Today my teacher told me about a following math problem: find all natural numbers n and x such that equality

x^{2} + 7 = 2^{n}* *

holds (I will call this equality (1)). Everyone who competed in various mathematical olimpiads have seen lots of similar problems. Why this one is particularly interesting? My teacher was told about it by one of his highschool pupils who just came back from a “Zwardon math camp” (link in polish) – a place where best-in-mathematics polish highschool students come to train before International Mathematical Olympiad. All this __very __clever guys tried to work out the solution but they failed.

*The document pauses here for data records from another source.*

PR #707, opened 2025-09-16
Update Cargo Docker image to 1.90.0

Kobzol:
Shouldn't be merged until the 1.90.0 Docker image is actually released (should be Thursday/Friday this week).


geordi:
1.90.0 Docker image is ready, so merging and rebuilding images on servers.

PR #708, opened 2025-09-20
Fix of edit link in Class Detail

### LINKED ISSUE #706: Broken task edit link
After loading the initial page of teacher's Kelvin, everything is fine. Using a task type filter in class header renders edit link in hoover box unusable. It somehow removes `#` character from the link. Please @Dym03 can you look at it since you're the author ;-) Thanks!

Dym03:
I wasn't able to recreate the problem on the local, for me it worked without the hash, but this should fix the problem.
Seems like the use:link have problem with rerendering in use with the spa-router, please correct me if I am wrong :). 

Fixes #706

### DIFF
--- a/frontend/src/ClassDetail.svelte
+++ b/frontend/src/ClassDetail.svelte
@@ -222,7 +222,7 @@ let showSummary = false;
                       </a>
                       <div class="more-content border shadow rounded bg-body p-1">
                         {assignment.name}
-                        <a href="/task/edit/{assignment.task_id}" use:link title="Edit"
+                        <a use:link={`/task/edit/${assignment.task_id}`} title="Edit"
                           ><span class="iconify" data-icon="clarity:edit-solid"></span></a>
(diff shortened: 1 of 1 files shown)


Kobzol:
Wtf, it really only happens for "Laboratory", and not for "Homework" :laughing: @Dym03 Any idea what could be causing that difference?

Dym03:
For me it does that for homework also, seems like it is not consistent because sometimes it doesn't break the link. I was informed about the broken link. What I meant with unable to recreate the issue, is that if i click on the "broken link" it redirects me to the correct page as if the link wasn't broken. 

My idea why this might happen is the use:link as i mentioned earlier, but I am not used to this technology as much so i can't say I am sure. The solution in this PR should solve this issue then even at the cost of the fast switch you mentioned earlier.

Dym03:
Sure will do :), thanks for the deep dive and explanation.

PR #711, opened 2025-09-25
Mark submit as final button

SimonAdamek:
Adds a button to mark exam task as final. Marked tasks have hidden source code and disabled upload.  Marking is also recorded in event log.

Related to #689

### DIFF
--- a/common/submit.py
+++ b/common/submit.py
@@ -50,34 +50,33 @@ def store_submit(request: HttpRequest, assignment: AssignedTask) -> Submit:
     ):
         raise SubmitPastHardDeadline("Submit was submitted after deadline")
 
-    # get existing submits of the student
-    submits = Submit.objects.filter(assignment__pk=assignment.id, student__pk=request.user.id)
+    # Get existing submits of the student
+    submits = list(
+        Submit.objects.filter(assignment__pk=assignment.id, student__pk=request.user.id).order_by(
+            "-created_at"
+        )
+    )
 
     # Check submit date across all tasks, just to be a bit more defensive
-    last_submit = Submit.objects.filter(student=request.user).order_by("-created_at").first()
+    last_student_submit = (
+        Submit.objects.filter(student=request.user).order_by("-created_at").first()
+    )
 
-    if last_submit is not None:
-        since_last_submit = datetime.datetime.now(datetime.timezone.utc) - last_submit.created_at
+    if last_student_submit is not None:
+        since_last_submit = (
+            datetime.datetime.now(datetime.timezone.utc) - last_student_submit.created_at
+        )
         if since_last_submit < SUBMIT_RATELIMIT:
             raise SubmitRateLimited("Submit was rate limited", SUBMIT_RATELIMIT - since_last_submit)
 
-    last_submit = (
-        Submit.objects.filter(assignment__pk=assignment.pk, student=request.user)
-        .order_by("-created_at")
-        .first()
-    )
-
-    if last_submit is not None and last_submit.is_final:
+    if any(s.is_final for s in submits):
         raise SubmitAfterFinal("Attempt to create submit after marking previous as final")
 
     # TODO: transaction/better submit_num checking
     s = Submit()
     s.student = request.user
     s.assignment = assignment
-    s.submit_num = (
-        Submit.objects.filter(assignment__id=s.assignment.id, student__id=request.user.id).count()
-        + 1
-    )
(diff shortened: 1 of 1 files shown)


templates/web/task_detail.html
```diff
@@ -119,6 +119,8 @@ <h5 title="Top 5 plagiarism matches for some checked submit of this student" cla
             </li>
             {% endif %}
             {% if submit %}
+
+            {% if is_teacher or task.type != 'exam' or not submits.first.is_final %}
```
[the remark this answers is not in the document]
Kobzol: A bit confusing that they are ordered in the reverse way, but let's keep it. Thanks.

api/views/default.py
```diff
@@ -473,7 +484,7 @@ def event_list(request: HttpRequest, login: str):
             created_at=event.created_at,
         )
         result.append(data)
-
+    print(result)
```
Kobzol: Forgotten print (just to make sure we don't leave it there).

common/submit.py
```diff
@@ -49,11 +54,13 @@ def store_submit(request: HttpRequest, assignment: AssignedTask) -> Submit:
...
     # Check submit date across all tasks, just to be a bit more defensive
-    last_submit_date = Submit.objects.filter(student=request.user).order_by("-created_at").first()
-    if last_submit_date is not None:
-        since_last_submit = (
-            datetime.datetime.now(datetime.timezone.utc) - last_submit_date.created_at
-        )
+    last_submit = Submit.objects.filter(student=request.user).order_by("-created_at").first()
+
+    if last_submit is not None:
+        if assignment.task.type == "exam" and last_submit.is_final:
```
Kobzol: Let's check only `is_final` and not the task type, to avoid scattering the logic for what does a final submit mean across the codebase. We will make sure elsewhere that only exam submits can be marked as final (for now).

web/views/student.py
```diff
@@ -1078,6 +1073,34 @@ def upload_results(request, assignment_id, submit_num, login):
     return JsonResponse({"success": True})
 
 
+def mark_solution_as_final(request, assignment_id, login, submit_num):
+    submit = get_object_or_404(
```
Kobzol: This allows anyone to mark any submit as being final. Let's:
- Add `@login_required`, to ensure that only logged in users can do that
- Check that the owner of the submit (`login`) matches the username of the logged in user, otherwise raise `PermissionDenied` (see e.g. `task_detail`) for an example.
- Check that the submit being marked as final is the most recent one for the given assignment and student.

SimonAdamek:
OK, I removed the source code hiding in the final tasks feature. I have some notes from one of the consultations about it — I guess I just misunderstood it.

web/views/student.py
```diff
@@ -1078,6 +1073,48 @@ def upload_results(request, assignment_id, submit_num, login):
...
+
+    last_submit = (
+        Submit.objects.filter(
+            assignment__pk=assignment_id,
+        )
+        .order_by("-created_at")
+        .first()
+    )
+
+    if submit.pk == last_submit.pk:
```
Kobzol: Let's raise a 400 HTTP exception if the condition doesn't hold.

templates/web/task_detail.html
```diff
@@ -151,11 +151,11 @@ <h5 title="Top 5 plagiarism matches for some checked submit of this student" cla
 
                     {% if task.type == 'exam' and submit != null and submit.submit_num == submits.first.submit_num %}
                       {% if submits.first.is_final %}
-                          <div class="me-1" title="Link to the next student thas has unevaluated submit(s) for the same task.">
+                          <div class="me-1" title="Allow student to create new submits. ">
                             <a class="btn btn-sm btn-info" href="{% url 'unmark_solution_final_mark' submit.assignment.pk submit.student submit.submit_num%}">Unmark final flag</a>
                           </div>
                       {% else %}
-                          <div class="me-1" title="Link to the next student thas has unevaluated submit(s) for the same task.">
+                          <div class="me-1" title="Prevents the student from sending further submits.">
```
Kobzol: This title is shown to the student, not the teacher, so let's tell them what does it mean:
"Once you mark a submit as final, you won't be able to create any additional submit for this task.".

SimonAdamek: I'm pretty sure that the title is displayed to the teacher because it's behind the "Next student to evaluate" button. The text you mentioned ("Once you mark a submit as final...") is displayed to the student in a modal window when they try to mark the submission as final.

PR #713, opened 2025-09-27
Make the "Next student to evaluate" link point directly to source code

Kobzol:
There should always be a source code available, because we know that there is at least a single submit for the given student, otherwise the link wouldn't point to it.

Suggested by Pavel Dohnálek.


geordi:
Nice, I wanted to point it out as well :-)

PR #724, opened 2025-10-23
Ip filtering

SimonAdamek:
Allow submission uploads and task viewing only from defined Classrooms IP ranges.

Models:

- new model ClassroomIpRange - stores ip range of one classroom

EditTask page:

- Added a new field displaying a list of classrooms (only for exam task type).
- The list is searchable and sorted by checked/unchecked status, then alphabetically.

IP-based access control:

- Added decorator to web/views/student.py 
- The API also checks IP addresses to prevent direct POST requests from unauthorized clients.

Administrator page:

- Added custom form to add new classrooms based on IP address ranges or CIDR notation.

Related to #586


Kobzol:
Hi, thanks for the PR! This looks really cool.
 
There is some functionality that is not strictly related to IP filtering, so it would be great to merge it separately. Could you split the change with the custom error pages to a separate PR please? In the error page it would be nice to use the normal layout and make it a "normal page", with the header, notifications and everything, so that it is not just a bare white page.

common/utils.py
```diff
@@ -81,3 +86,39 @@ def get_client_ip_address(request: HttpRequest) -> IPAddressString | None:
         return None
     else:
         return IPAddressString(client_ip)
+
+
+def ip_address_check(function):
```
Kobzol: Could you please add a doc comment here that explains what this decorator does? It's pretty magical :) In particular, we should document how it interacts with a parameter named `assignment_id`.

PR #727, opened 2025-10-28
First LLM implementation

Firestone82:
This is first working implementation of kelvin llm implementation.
Currently its for testing purposes visible only to teachers with static view.

### DIFF
--- a/common/evaluate.py
+++ b/common/evaluate.py
@@ -12,7 +12,7 @@ from django.core import signing
 from django.urls import reverse
 from django.utils import timezone
 
-from common.summary.summary import summarize_submit
+from common.ai_summary.summary import summarize_submit
 from common.utils import is_teacher
 from evaluator.evaluator import Evaluation
 from evaluator.testsets import TestSet
--- a/frontend/src/TaskDetail.svelte
+++ b/frontend/src/TaskDetail.svelte
@@ -224,7 +224,7 @@ function countComments(comments) {
   };
   for (const line of Object.values(comments)) {
     for (const comment of Object.values(line)) {
-      if (comment.type === 'automated' || comment.type === 'summary') {
+      if (comment.type === 'automated' || comment.type === 'ai-review') {
         counts.automated += 1;
       } else {
         counts.user += 1;
--- a/web/views/llm.py
+++ b/web/views/llm.py
@@ -5,7 +5,7 @@ from django.shortcuts import get_object_or_404
 from django.views.decorators.csrf import csrf_exempt
 
 from common.models import Submit
-from common.summary.summary import SUMMARY_RESULT_FILE_NAME
+from common.ai_summary.summary import AI_REVIEW_RESULT_FILE_NAME
 from web.views.utils import authenticate_submit_token_request
 
 
@@ -26,7 +26,7 @@ def post_submit_summary_result(request, assignment_id, login, submit_num):
     )
 
     os.makedirs(result_path, exist_ok=True)
-    summary_file_path = os.path.join(result_path, SUMMARY_RESULT_FILE_NAME)
+    summary_file_path = os.path.join(result_path, AI_REVIEW_RESULT_FILE_NAME)
 
     with open(summary_file_path, "wb") as summary_file:
         summary_file.write(request.body)
--- a/web/views/student.py
+++ b/web/views/student.py
@@ -39,6 +39,12 @@ from notifications.models import Notification
 from notifications.signals import notify
 from serde.json import from_json
 
+from common.ai_summary.dto import AIReviewResult
+from common.ai_summary.summary import (
+    AI_REVIEW_RESULT_FILE_NAME,
+    AI_REVIEW_COMMENT_TYPE,
+    AI_REVIEW_COMMENT_AUTHOR,
+)
 from common.evaluate import get_meta
 from common.event_log import record_task_displayed, record_final_submit_event
 from common.models import (
@@ -52,8 +58,6 @@ from common.models import (
 )
 from common.plagcheck.moss import PlagiarismMatch, moss_result
 from common.submit import SubmitRateLimited, store_submit, SubmitPastHardDeadline
-from common.summary.dto import ReviewResult
-from common.summary.summary import SUMMARY_RESULT_FILE_NAME
 from common.upload import MAX_UPLOAD_FILECOUNT, TooManyFilesError
 from common.utils import is_teacher
 from evaluator.results import EvaluationResult
@@ -226,7 +230,7 @@ def student_index(request):
 
 def get_submit_data(submit: Submit) -> SubmitData:
     results = []
-    summary = ReviewResult("", [])
+    ai_review = AIReviewResult("", [])
 
     try:
         results = EvaluationResult(submit.pipeline_path())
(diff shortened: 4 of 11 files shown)


web/views/llm.py
```diff
@@ -0,0 +1,33 @@
...
+@csrf_exempt
+def post_submit_summary_result(request, assignment_id, login, submit_num):
+    if request.method != "POST":
+        return JsonResponse({"error": "Invalid request method."}, status=405)
+
+    submit = get_object_or_404(
+        Submit, assignment_id=assignment_id, student__username=login, submit_num=submit_num
+    )
+
+    has_permission_for_submit(request, submit)
```
Kobzol: Let's use the same authentication mechanism here as we do for `upload_results` (feel free to move it into a separate method, e.g. `authenticate_evaluator_request` or something). We should not allow anyone else to authenticate here.

web/views/student.py
```diff
@@ -223,16 +225,29 @@ def student_index(request):
...
         pass
 
-    data = {
-        "submit": submit,
-        "results": results,
-    }
+    try:
+        with open(os.path.join(submit.pipeline_path(), "summary.json")) as f:
+            result_dict = json.load(f)
+            summary = dict_to_dataclass(result_dict, ReviewResult)
```
Kobzol: As noted earlier, this is not needed, please use `@serde` for the LLM summary models.

web/views/student.py
```diff
@@ -808,6 +823,40 @@ def dump_comment(comment):
         except KeyError as e:
             logging.exception(e)
 
+    # add comments from llm summary
+    if is_teacher(request.user):  # Currently only teachers can view LLM summary comments
+        llm_summary = getattr(resultset["summary"], "summary", "")
```
Kobzol: Could you please refactor the `get` function in a separate PR first so that it returns a properly typed dataclass? This is becoming too brittle..

frontend/src/TaskDetail.svelte
```diff
@@ -335,6 +343,10 @@ window.addEventListener('hashchange', goToSelectedLines);
             <span class="badge bg-primary" title="Automation comments" style="font-size: 60%;"
               >{comments.automated}</span>
           {/if}
+          {#if comments.summary > 0}
```
Kobzol: We have a button for switching between automated/user/all comments:
image

It should be updated to also handle summary comments.

Although, I'm not really sure if we need to distinguish automated and summary comments.. I would treat both as "automated", to avoid introducing yet another comment category, it's already quite complicated.

common/summary/models.py
```diff
@@ -0,0 +1,44 @@
...
+
+
+class Severity(Enum):
+    CRITICAL = "critical"
+    HIGH = "high"
+    MEDIUM = "medium"
+    LOW = "low"
+
+
+@dataclass
```
Kobzol: This should all use `@serde`.

common/summary/summary.py
```diff
@@ -0,0 +1,118 @@
...
+    return embedded
+
+
+@django_rq.job
+def summary_job(submit_url, token) -> None:
+    logging.basicConfig(level=logging.DEBUG)
+    logging.info(f"Summarizing {submit_url}")
+
+    with tempfile.TemporaryDirectory() as workdir:
+        os.chdir(workdir)
```
Kobzol: Why is this needed? I know that Kelvin does this at a few places, but it is a horrible hack that already led to annoying bugs. It shouldn't be needed to change the whole proecss working directory just to extract an archive. (not to mention that the code currently doesn't even reset the working directory back).

common/summary/summary.py
```diff
@@ -0,0 +1,118 @@
...
+
+    # Loop through downloaded files
+    for root, _, files in os.walk(source_files_path):
+        for file in files:
+            filepath = os.path.join(root, file)
+            relpath = os.path.relpath(filepath, source_files_path)
+
+            language = detect_language(file)
+            if not language:
+                logging.warning(f"Skipping file with undetected language: {relpath}")
```
Kobzol: It's not being skipped currently, missing `continue`?

common/summary/summary.py
Firestone82: The reason its there is the only one. That i copied it from different place without really thinking about it.

common/evaluate.py
```diff
@@ -1,19 +1,41 @@
...
-from common.utils import is_teacher
 
+from common.summary.summary import summarize_submit
+from common.utils import is_teacher
+from evaluator.evaluator import Evaluation
 from evaluator.testsets import TestSet
+from kelvin.settings import BASE_DIR
+
+
+def load_task_config(task_path) -> Optional[dict]:
```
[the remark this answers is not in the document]
Kobzol: I think tha calling code just passes a `str`, so let's use that. We should be using `Path`s, but we don't do that on a million other places in Kelvin.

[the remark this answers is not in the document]
Firestone82: Yes, I think that I tried that. And it still was throwing warns that I’m changing one type to another. But will check that later.

frontend/src/TaskDetail.svelte
```diff
@@ -198,6 +198,11 @@ async function load() {
   files = json['sources'].map((source) => new SourceFile(source));
   summaryComments = json['summary_comments'];
 
+  // Append summary to summary comments
```
Kobzol: Looks like this is outdated? The summary comments should already be in `summary_comments`.

Kobzol (commented):
I realized that currently we output comments as raw HTML, with doing HTML sanitization using DOMPurify. I don't feel comfortable outputting LLM output to the page through this process. Could you please add some parameter to the Vue comments that will print them "raw", i.e. using `{ ... }` and not `{@html ... }`? Also to make sure that the output won't contain any hidden HTML comments or something like that. Thanks!

web/views/utils.py
```diff
@@ -15,10 +15,21 @@ def file_response(file, filename: str, mimetype: str) -> HttpResponse:
...
     if "token" in request.GET:
         token = signing.loads(request.GET["token"], max_age=3600)
-        if token.get("submit_id") != submit.id:
+        if token.get("submit_id") == submit.id:
+            return None
+
+    raise PermissionDenied()
+
+
+def authenticate_submit_user_request(request, submit: Submit, allow_token=False) -> None:
```
Kobzol: This doesn't seem to be used anywhere.

Firestone82:
> Please rebase this on top of #731 once it gets merged.
> 
> ```
> git fetch origin
> git rebase origin/master
> ```

Is it required? From what I see in commits, it should be fine. Since I did it yesterday and there are no more commits?

common/summary/summarizer.py
```diff
@@ -0,0 +1,150 @@
...
+    Remove comments from source code based on the programming language.
+    Leaves the code structure intact. Each comment is replaced with empty lines to preserve line numbers.
+    """
+
+    if language in ["c", "cpp", "java", "javascript", "typescript"]:
+        content = re.sub(r"//.*", "", content)
+        content = re.sub(r"/\*.*?\*/", "", content, flags=re.DOTALL)
+    elif language == "python":
+        content = re.sub(r"#.*", "", content)
+        content = re.sub(r'"""(.*?)"""', "", content, flags=re.DOTALL)
```
Kobzol: This is not really a general solution. `"""` are normal multiline strings in Python, this would just remove them 😆

Have you tried telling the LLM to ignore comments in code?

Kobzol: Ok, then please remove the comments deletion for now.

web/views/student.py
```diff
@@ -223,13 +226,25 @@ def student_index(request):
 
 def get_submit_data(submit: Submit) -> SubmitData:
     results = []
+    summary = ReviewResult("", [])
```
Kobzol:
```suggestion
    ai_review = ReviewResult("", [])
```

So, it might be just that there is no “elementary” solution. However, my teacher told me about what he came up with using some simple algebraic number theory (though, there is no solution yet – I hope somebody reading this can provide me with complete solution, this or another way).

*

“Biggest” solution of (1) known to me is x=181, n=15. I was told that someone checked that for 15 < n < 60 there are no solutions.

Consider following sequence defined by induction:

b_{1} = b_{2} = 1, b_{n}=b_{n-1} – 2b_{n-2}.

* Conjecture: *(1) has a solution for given k <=> b

_{k-2}= 1 or b

_{k-2}= -1

I’ll sketch a proof of “<=” part, and we’ll see a problem that doesn’t allow us to be sure of “=>” part. However, for all known solutions it is true that b_{k-2}=+-1.

Also, even taking conjecture granted, I can’t prove that there are no solutions to (1) with n>15. However, my teacher came up with some conjectures concering sequence b which solve the problem and which were numerically verified in some cases (most important, that b_{k} (mod 2^{l}) is periodic from some point (this is obvious) with a smallest period equal to 2^{l-2}, for all l).

* Proof of “<=” part of Conjecture: *We’ll work in a field Q(sqrt(-7)).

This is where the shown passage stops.